GPU-z 2.1.0 uses a new scanning method for the various subsystems.  Those exes are probably deployed for this purpose.


----------



## gogi (Jun 2, 2017)

R-T-B said:


> GPU-z 2.1.0 uses a new scanning method for the various subsystems.  Those exes are probably deployed for this purpose.


I expected as much , though im curious, i was expecting the first reply to my issue to be all kinds of clueless chumps denying this behaviour it seems i have to wait on the creator of this app to take a dive and figure it hopefully, as currently im using 0.8.2 and all is well on my front.


----------



## R-T-B (Jun 2, 2017)

gogi said:


> I expected as much , though im curious, i was expecting the first reply to my issue to be all kinds of clueless chumps denying this behaviour it seems i have to wait on the creator of this app to take a dive and figure it hopefully, as currently im using 0.8.2 and all is well on my front.



Yep, your best bet is to wait for the man himself.


----------



## cdawall (Jun 2, 2017)

So there is no problem the application works without fault?


----------



## Tatty_One (Jun 2, 2017)

Maybe just roll back one version for the time being, until it can be sorted, W1z usually has a big "to do" list so may take a while.


----------



## cdawall (Jun 2, 2017)

Tatty_One said:


> Maybe just roll back one version for the time being, until it can be sorted, W1z usually has a big "to do" list so may take a while.



I would be curious if this was from the adding of sensor readout for the evga cards.

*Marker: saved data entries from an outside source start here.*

PR #5356, opened 2023-02-06
HADOOP-18620 Avoid using grizzly-http-* APIs

virajjasani:
As discussed on the parent Jira HADOOP-15984, we do not have any grizzly-http-servlet version available that uses Jersey 2 dependencies. 

version 2.4.4 contains Jersey 1 artifacts: https://repo1.maven.org/maven2/org/glassfish/grizzly/grizzly-http-servlet/2.4.4/grizzly-http-servlet-2.4.4.pom

The next higher version available is 3.0.0-M1 and it contains Jersey 3 artifacts: https://repo1.maven.org/maven2/org/glassfish/grizzly/grizzly-http-servlet/3.0.0-M1/grizzly-http-servlet-3.0.0-M1.pom

Moreover, we do not use grizzly-http-* modules extensively. We use them only for few tests such that we don't have to implement all the methods of HttpServletResponse for our custom test classes.

We should get rid of grizzly-http-servlet, grizzly-http and grizzly-http-server artifacts of org.glassfish.grizzly and rather implement HttpServletResponse directly to avoid having to depend on grizzly upgrades as part of overall Jersey upgrade.

PR #5374, opened 2023-02-09
HADOOP-18620 Avoid using grizzly-http-* APIs (#5356)

virajjasani:
branch-3.3 backport PR of https://github.com/apache/hadoop/commit/4fcceff535552342c225066c4150f3997535a06a


jojochuang (approved):
+1 the removal is in test scope only, so we can backport to 3.3.x without backward compatibility concerns.

PR #5977, opened 2023-08-23
HADOOP-18860. Upgrade mockito version to 4.11.0

anmolanmol1234:
HADOOP-18860: Upgrade mockito version to 4.11.0

PR #6020, opened 2023-09-04
Oss/hadoop java17 runtime feature branch prerequisite

Aakansha99:
### Description of PR
The latest Hadoop version 3.3.3 which supports Java 8 compile and [Java 8, Java 11](https://cwiki.apache.org/confluence/display/HADOOP/Hadoop+Java+Versions) runtime i.e the code is compiled with Java 8 and can be run on both Java 8 and Java 11. The intention of this project is to extend this capability to support Java 17 for the runtime as well for Hadoop version 3.3.3 and above.

Made the following fix in this PR:

1. Upgraded guice version from 4.0 to 5.1.0 to make it compatible for JRE17

2. The current Mocktio (2.x) and PowerMocktio (1.7.x) versions are not compatible with Java 17 and Hence needs a 
appropriate version replacement.
As per the OSS discussion as mentioned mocktio and PowerMocktio, The following version bump up is required
Mockito core ---> Mockito inline 3.6.28
PowerMockito ---> 2.0.0

3. The JavaScript Engine has been removed from Java. Deprecated in Java 11, removed in Java 15.
So, need to use different script engine, as GraalVM

* Tested the patch in local development environments of AWS EMR by building the code, running unit tests, and conducting integration tests. 
* We have also simulated distributed cluster environments by running individual Hadoop services locally. 
* Custom testing frameworks and performance tests ensure compatibility 
* Maintained code reviews, quality assurance and documentation precede integration into the EMR service, which maintained reliability and performance after integration as well

### For code changes:

- [No] Does the title or this PR starts with the corresponding JIRA issue id (e.g. 'HADOOP-17799. Your PR title ...')?
- [Yes] Object storage: have the integration tests been executed and the endpoint declared according to the connector-specific documentation?
- [Yes] If adding new dependencies to the code, are these dependencies licensed in a way that is compatible for inclusion under [ASF 2.0](http://www.apache.org/legal/resolved.html#category-a)?
- [Yes] If applicable, have you updated the `LICENSE`, `LICENSE-binary`, `NOTICE-binary` files?

### DIFF
--- a/hadoop-common-project/hadoop-common/pom.xml
+++ b/hadoop-common-project/hadoop-common/pom.xml
@@ -241,7 +241,8 @@
     </dependency>
     <dependency>
       <groupId>org.mockito</groupId>
-      <artifactId>mockito-core</artifactId>
+      <artifactId>mockito-inline</artifactId>
+      <version>${mockito-inline.version}</version>
       <scope>test</scope>
     </dependency>
     <dependency>
--- a/hadoop-hdfs-project/hadoop-hdfs/pom.xml
+++ b/hadoop-hdfs-project/hadoop-hdfs/pom.xml
@@ -166,7 +166,8 @@ https://maven.apache.org/xsd/maven-4.0.0.xsd">
     </dependency>
     <dependency>
       <groupId>org.mockito</groupId>
-      <artifactId>mockito-core</artifactId>
+      <artifactId>mockito-inline</artifactId>
+      <version>${mockito-inline.version}</version>
       <scope>test</scope>
     </dependency>
     <dependency>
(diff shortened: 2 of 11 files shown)


steveloughran:
hi, welcome to contributing to hadoop.

every jar update should go in as its own pr, own tests, own update to LICENSE-binary (which does need updating, as we log versions in there). that makes it easier to isolate updates. 

Mockito has an active update; your help getting that in should avoid some of the changes here. (this is an example of how we roll back a change...)
HADOOP-18860. Upgrade mockito version to 4.11.0 (#5977)

the graal stuff is its own issue too: how does that work with older releases?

I'm sure w1z will pop in after doing his hero work out on the front lines of tech soon enough


----------



## gogi (Jun 2, 2017)

Tatty_One said:


> Maybe just roll back one version for the time being, until it can be sorted, W1z usually has a big "to do" list so may take a while.


Indeed i am using 1.2.0 for the time being . ( the standard version not the rog skinned one..)


----------



## StefanM (Jun 2, 2017)

Properties/digital signature gives you a strong hint at the source


----------



## eidairaman1 (Jun 2, 2017)

Uninstall completely, install latest version, or go back to old version


----------



## W1zzard (Jun 3, 2017)

The Query_External processes are spawned during feature detection for OpenCL/Vulkan/Cuda/PhysX, in order to be able to read 64-bit counters. GPU-Z is 32-bit only, so it has no access to those.

Also this will improve stability because buggy OpenCL/Vulkan/CUDA/PhysX drivers will now crash only the query process and not whole GPU-Z.

The temporary files should delete themselves though when they are finished. They are extremely light-weight and run without any noteworthy performance penalty vs in-process queries (I tested).

I'm always open to suggestions though and am willing to make improvements.

PS: Other posters are clueless because this was introduced in 2.0.0, yours is the first thread on it.


----------



## Naki (Jun 3, 2017)

I think this is fine as-is. Too much paranoia is not good for you.


----------



## gogi (Jun 3, 2017)

W1zzard said:


> The Query_External processes are spawned during feature detection for OpenCL/Vulkan/Cuda/PhysX, in order to be able to read 64-bit counters. GPU-Z is 32-bit only, so it has no access to those.
> 
> Also this will improve stability because buggy OpenCL/Vulkan/CUDA/PhysX drivers will now crash only the query process and not whole GPU-Z.
> 
> ...




Thank you for your insightfull response this covers it then , suggestions? , keep doing the awsome work you are doing on gpu-z , its one of the few tools im using over the years that keeps on staying on my pc others came and went away.....and there were many lol.


----------



## 74hawksfan (May 28, 2018)

How was this solved?
I am having same issue on 2.9.0, I am trying to use for AMD rig but the openCL won't populate...


----------



## W1zzard (May 28, 2018)

74hawksfan said:


> openCL


Please post a GPU-Z screenshot


----------



## 74hawksfan (May 28, 2018)




----------



## BiggieShady (May 28, 2018)

W1zzard said:


> I'm always open to suggestions though and am willing to make improvements.


Build Gpu-Z as 64 bit executable, make alternate mode of startup via args (that will be used for crash prone detection), spawn second gpuz instance with those args instead of extra executables ... for example browsers do this (chrome and firefox) ... they spawn themselves in aternate modes to isolate functionalities in different process space ... chrome does this for tabs, same as you need to keep gpuz alive if driver crashes detection process, google needs to keep chrome alive if one tab goes fubar via some script


----------



## W1zzard (May 28, 2018)

BiggieShady said:


> Build Gpu-Z as 64 bit executable


Yeah that's the safest route, but I don't want to give up yet


----------